** ACTIVITY **
Search string "message": state how many lines in the material below contain it, and nothing else.

◇ ◇ ◇ ◇ ◇

PR #2859, opened 2020-07-31
Add filter by tag and path to stats command

### LINKED ISSUE #2858: restic stats latest --tag
Output of `restic version`
--------------------------

With restic stats latest there is the possibility to filter on --host. But there is no possibility to filter on --tag. This makes it difficult if different backups are in the same repo and you want to check the backups automatically using stats latest.

With restic snapshots latest you have the possibility to filter on --tag so I would like to have it also with restic stats.

Would be cool if someone could integrate --tag into restic stats :)

What are you trying to do?
--------------------------

I am trying to provide metics for prometheus using restic stats and restic snapshots as described in https://forum.restic.net/t/restic-grafana-dashboard/1662.

buschjost:

This PR adds options to `restic stats` to filter latest snapshot by `--tag` and by `--path` . 

Closes #2858 

Checklist
---------

### DIFF
--- a/changelog/unreleased/issue-2858
+++ b/changelog/unreleased/issue-2858
@@ -1,0 +1,9 @@
+Enhancement: Support filtering snapshots by tag and path in the stats command
+
+We've added filtering snapshots by `--tag tagList` and by `--path path` to
+the `stats` command. This includes filtering of only 'latest' snapshots or
+all snapshots in a repository.
+
+https://github.com/restic/restic/issues/2858
+https://github.com/restic/restic/pull/2859
+https://forum.restic.net/t/stats-for-a-host-and-filtered-snapshots/3020
--- a/cmd/restic/cmd_stats.go
+++ b/cmd/restic/cmd_stats.go
@@ -6,7 +6,6 @@ import (
 	"fmt"
 	"path/filepath"
 
-	"github.com/restic/restic/internal/errors"
 	"github.com/restic/restic/internal/restic"
 	"github.com/restic/restic/internal/walker"
 
@@ -15,18 +14,19 @@ import (
 )
 
 var cmdStats = &cobra.Command{
-	Use:   "stats [flags] [snapshot-ID]",
+	Use:   "stats [flags] [snapshot ID] [...]",
 	Short: "Scan the repository and show basic statistics",
 	Long: `
-The "stats" command walks one or all snapshots in a repository and
-accumulates statistics about the data stored therein. It reports on
-the number of unique files and their sizes, according to one of
+The "stats" command walks one or multiple snapshots in a repository
+and accumulates statistics about the data stored therein. It reports 
+on the number of unique files and their sizes, according to one of
 the counting modes as given by the --mode flag.
 
-If no snapshot is specified, all snapshots will be considered. Some
-modes make more sense over just a single snapshot, while others
-are useful across all snapshots, depending on what you are trying
-to calculate.
+It operates on all snapshots matching the selection criteria or all
+snapshots if nothing is specified. The special snapshot ID "latest"
+is also supported. Some modes make more sense over 
+just a single snapshot, while others are useful across all snapshots,
+depending on what you are trying to calculate.
 
 The modes are:
 
@@ -50,11 +50,26 @@ Exit status is 0 if the command was successful, and non-zero if there was any er
 	},
 }
 
+// StatsOptions collects all options for the stats command.
+type StatsOptions struct {
+	// the mode of counting to perform (see consts for available modes)
+	countMode string
+
+	// filter snapshots by, if given by user
+	Hosts []string
+	Tags  restic.TagLists
+	Paths []string
+}
+
+var statsOptions StatsOptions
+
 func init() {
 	cmdRoot.AddCommand(cmdStats)
 	f := cmdStats.Flags()
-	f.StringVar(&countMode, "mode", countModeRestoreSize, "counting mode: restore-size (default), files-by-contents, blobs-per-file, or raw-data")
-	f.StringArrayVarP(&snapshotByHosts, "host", "H", nil, "filter latest snapshot by this hostname (can be specified multiple times)")
+	f.StringVar(&statsOptions.countMode, "mode", countModeRestoreSize, "counting mode: restore-size (default), files-by-contents, blobs-per-file or raw-data")
+	f.StringArrayVarP(&statsOptions.Hosts, "host", "H", nil, "only consider snapshots with the given `host` (can be specified multiple times)")
+	f.Var(&statsOptions.Tags, "tag", "only consider snapshots which include this `taglist` in the format `tag[,tag,...]` (can be specified multiple times)")
+	f.StringArrayVar(&statsOptions.Paths, "path", nil, "only consider snapshots which include this (absolute) `path` (can be specified multiple times)")
 }
 
 func runStats(gopts GlobalOptions, args []string) error {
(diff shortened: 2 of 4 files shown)


faizshukri:
Hey @buschjost,

I'm really excited to see this feature get merged.

However, I have a question. Why do we need to specify `snapshotId` or `latest` when filtering snapshots? Even existing `stats --host hostname` requires it too. Without it, `restic stats` returns the size of all snapshots (the whole repo) instead.

So then, is there any other way to get Total size for a particular host, or by a set of snapshots filtered by tag/path?

Thanks

cmd/restic/cmd_stats.go
```diff
@@ -101,7 +103,7 @@ func runStats(gopts GlobalOptions, args []string) error {
 
 		var sID restic.ID
 		if snapshotIDString == "latest" {
```
aawsome, line 105: Instead of this whole determination of the snapshot (if given) by `snapshotIDString := arg[0]`, IMO we should use
```golang
	for sn := range FindFilteredSnapshots(ctx, repo, opts.Hosts, opts.Tags, opts.Paths, args) {
		err = statsWalkSnapshot(ctx, sn, repo, stats)
		if err != nil {
			return fmt.Errorf("error walking snapshot: %v", err)
		}
	}
```

This would make `stats` behave like forget w.r.t. the given command line flags and arguments and solve the issue of @faizshukri while also making the code much cleaner. Moreover, the actual behavior (i.e. the only the two supported cases "no arguments = all snapshots" and "latest") would work almost identically. The only thing to change would be that the flag `--host` without `latest` would now not ignore the `--host` anymore.

However this change would also need some small additional modifications where `snapshotIDString` is actually used. 
@buschjost Are you ok to change this or should I propose another PR to implement this?

buschjost: @aawsome I was not sure about the reason of the current implementation and wanted to avoid breaking something. 

I had a short look on your suggestion and it feels like a change cleaning up many things. FindFilteredSnapshots seems to handle all cases. 

I'll have a look at adjusting it.

MichaelEischer: As specifying the `--host` option without `latest` should have thrown an error in the first place it should be fine to change this. After all I'd expected that the `--host` option is taken into account when passed to the `stats` command.

The error handling of `FindFilteredSnapshots` is different from the current behavior: Currently the command just aborts if an error occurs. FindFilteredSnapshots on the other hand just prints a warning message for the user and continues. This could become a problem when using the JSON interfaces. But in the end it just exchanges one invalid JSON output with another one, so it should be fine I guess.

buschjost:
Thanks for suggestions. Please have a look - I think I changed it according to your ideas. 
But I feel like I discovered a bug in FindFilteredSnapshots. 
I am now getting warnings "Ignoring filters as there are explicit snapshot ids given" that should not be there. While all behaves as expected and targets the expected snapshot.

> restic-dev/restic stats latest --host whatever.existing
> repository 572530f7 opened successfully, password is correct
> scanning...
> Ignoring filters as there are explicit snapshot ids given
> Stats in restore-size mode:
>Snapshots processed:   1
>   Total File Count:   161356
>         Total Size:   203.075 GiB

For me it seems like find.go:28 where it sets `usedFilter = true` would need to be only or also set if there was no error.  
 
```go
			for _, s := range snapshotIDs {
				if s == "latest" {
					id, err = restic.FindLatestSnapshot(ctx, repo, paths, tags, hosts)
					if err != nil {
						Warnf("Ignoring %q, no snapshot matched given filter (Paths:%v Tags:%v Hosts:%v)\n", s, paths, tags, hosts)
						usedFilter = true
						continue
					}
				} else {
```

because later the warning is triggered like:

```go
			// Give the user some indication their filters are not used.
			if !usedFilter && (len(hosts) != 0 || len(tags) != 0 || len(paths) != 0) {
				Warnf("Ignoring filters as there are explicit snapshot ids given\n")
			}
```

I would suggest changing it to: 

```go
			for _, s := range snapshotIDs {
				if s == "latest" {
					usedFilter = true
					id, err = restic.FindLatestSnapshot(ctx, repo, paths, tags, hosts)
					if err != nil {
						Warnf("Ignoring %q, no snapshot matched given filter (Paths:%v Tags:%v Hosts:%v)\n", s, paths, tags, hosts)
						continue
					}
				} else {
```

What do you think about the change. Should I include it in this MR or open a small separate one?

cmd/restic/cmd_stats.go
```diff
@@ -154,22 +129,17 @@ func runStats(gopts GlobalOptions, args []string) error {
...
-	// inform the user what was scanned and how it was scanned
-	snapshotsScanned := snapshotIDString
-	if snapshotsScanned == "latest" {
-		snapshotsScanned = "the latest snapshot"
-	} else if snapshotsScanned == "" {
-		snapshotsScanned = "all snapshots"
-	}
-	Printf("Stats for %s in %s mode:\n", snapshotsScanned, countMode)
+	Printf("Stats in %s mode:\n", countMode)
+
```
MichaelEischer, line 133: Please remove that newline between the Printf commands

cmd/restic/cmd_stats.go
```diff
@@ -154,22 +129,17 @@ func runStats(gopts GlobalOptions, args []string) error {
...
+	Printf("Snapshots processed:   %d\n", stats.snapshotsCount)
 
 	if stats.TotalBlobCount > 0 {
-		Printf("  Total Blob Count:   %d\n", stats.TotalBlobCount)
+		Printf("   Total Blob Count:   %d\n", stats.TotalBlobCount)
```
MichaelEischer, line 137: Is there a reason to change these statistic output commands?

cmd/restic/cmd_stats.go
```diff
@@ -320,6 +283,9 @@ type statsContainer struct {
 	// blobs is used to count individual unique blobs,
 	// independent of references to files
 	blobs restic.BlobSet
+
+	// holds count of all considered snapshots
+	snapshotsCount uint32
```
MichaelEischer, line 288: please use `int` as the datatype

doc/manual_rest.rst
```diff
@@ -306,6 +306,10 @@ host by using the ``--host`` flag:
 There we see that it would take 482 GiB of disk space to restore the latest
 snapshot from "myserver".
 
+In case you have multiple backups running from the same host so can also use
+``--tag`` and ``-path`` to be more specific about which snapshots you
```
MichaelEischer, line 310: The `-path` flag is missing a dash `-`.

cmd/restic/cmd_stats.go
```diff
@@ -329,12 +295,17 @@ var (
 	// the mode of counting to perform
 	countMode string
 
-	// the snapshot to scan, as given by the user
-	snapshotIDString string
+	// snapshotsByHosts are the hosts to filter
```
MichaelEischer, line 298: I wouldn't complain if these global variables moved into a `StatOptions` struct just like with every other command.

cmd/restic/cmd_stats.go
```diff
@@ -15,18 +14,19 @@ import (
...
 The "stats" command walks one or all snapshots in a repository and
 accumulates statistics about the data stored therein. It reports on
 the number of unique files and their sizes, according to one of
 the counting modes as given by the --mode flag.
 
-If no snapshot is specified, all snapshots will be considered. Some
-modes make more sense over just a single snapshot, while others
-are useful across all snapshots, depending on what you are trying
-to calculate.
+It allows "latest" as snapshot id and operates on all snapshots
```
MichaelEischer, line 25: I suggest to change this to something like:
```
It operates on all snapshots matching the selection criteria or all
snapshots if nothing is specified. The special snapshot ID "latest"
is also supported. Some modes [...]
```

MichaelEischer:
> But I feel like I discovered a bug in FindFilteredSnapshots.

I agree that it is a bug and also with the suggested change to fix it. I'm ok with fixing the error message as part of this PR.

cmd/restic/cmd_stats.go
buschjost: It is only to align the output with the new line containing the number of snapshots that were considered during taking the stats.

buschjost:
I applied the suggestions, introduced the options type and applied the change in FindFilteredSnapshots (in a separate commit).

cmd/restic/cmd_stats.go
MichaelEischer: Ah, I didn't notice from looking at the code alone. Looks fine.

MichaelEischer (approved):
LGTM. I've made one small change and moved the `stats.snapshotsCount++` line to the start of the function. Otherwise that snapshots counter stays at zero for most modes.

changelog/unreleased/issue-2858
```diff
@@ -0,0 +1,7 @@
+Enhancement: Support filtering snapshots by tag and path in the stats command
+
+We've added filtering snapshots by `--tag tagList` and by `--path path`
+to the`stats` command.
```
rawtaz, line 4: Please change this to:

~~~
We've added support for filtering snapshots by `--tag tagList` and `--path path`
in the `stats` command.
~~~

cmd/restic/cmd_stats.go
```diff
@@ -15,18 +14,19 @@ import (
 )
 
 var cmdStats = &cobra.Command{
-	Use:   "stats [flags] [snapshot-ID]",
+	Use:   "stats [flags] [snapshot ID] [...]",
 	Short: "Scan the repository and show basic statistics",
 	Long: `
 The "stats" command walks one or all snapshots in a repository and
```
rawtaz, line 20: Shouldn't this line have "one or more snapshots" rather than "one or all snapshots"?

cmd/restic/cmd_stats.go
```diff
@@ -50,11 +50,26 @@ Exit status is 0 if the command was successful, and non-zero if there was any er
...
+}
+
+var statsOptions StatsOptions
+
 func init() {
 	cmdRoot.AddCommand(cmdStats)
 	f := cmdStats.Flags()
-	f.StringVar(&countMode, "mode", countModeRestoreSize, "counting mode: restore-size (default), files-by-contents, blobs-per-file, or raw-data")
-	f.StringArrayVarP(&snapshotByHosts, "host", "H", nil, "filter latest snapshot by this hostname (can be specified multiple times)")
+	f.StringVar(&statsOptions.countMode, "mode", countModeRestoreSize, "counting mode: restore-size (default), files-by-contents, blobs-per-file, or raw-data")
```
rawtaz, line 69: Normally it's written without the last , (that is, "foo, bar, star or blah" instead of "foo, bar, star, or blah").

rawtaz (changes requested):
I added some comments to texts/descriptions that I think should be fixed before this is merged.

changelog/unreleased/issue-2858
aawsome: I would add in the changelog that this change now allows filtering for all snapshots and not only for "latest" snapshot.

Maybe also add here a reference to the forum:
https://forum.restic.net/t/stats-for-a-host-and-filtered-snapshots/3020

aawsome (approved):
LGTM

rawtaz (approved):
If the code works it looks good to me :)

faizshukri:
Awesome. Thanks you all, especially @buschjost for making this feature available. 🎉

◇ ◇ ◇ ◇ ◇

** RESPONSE BOX **
2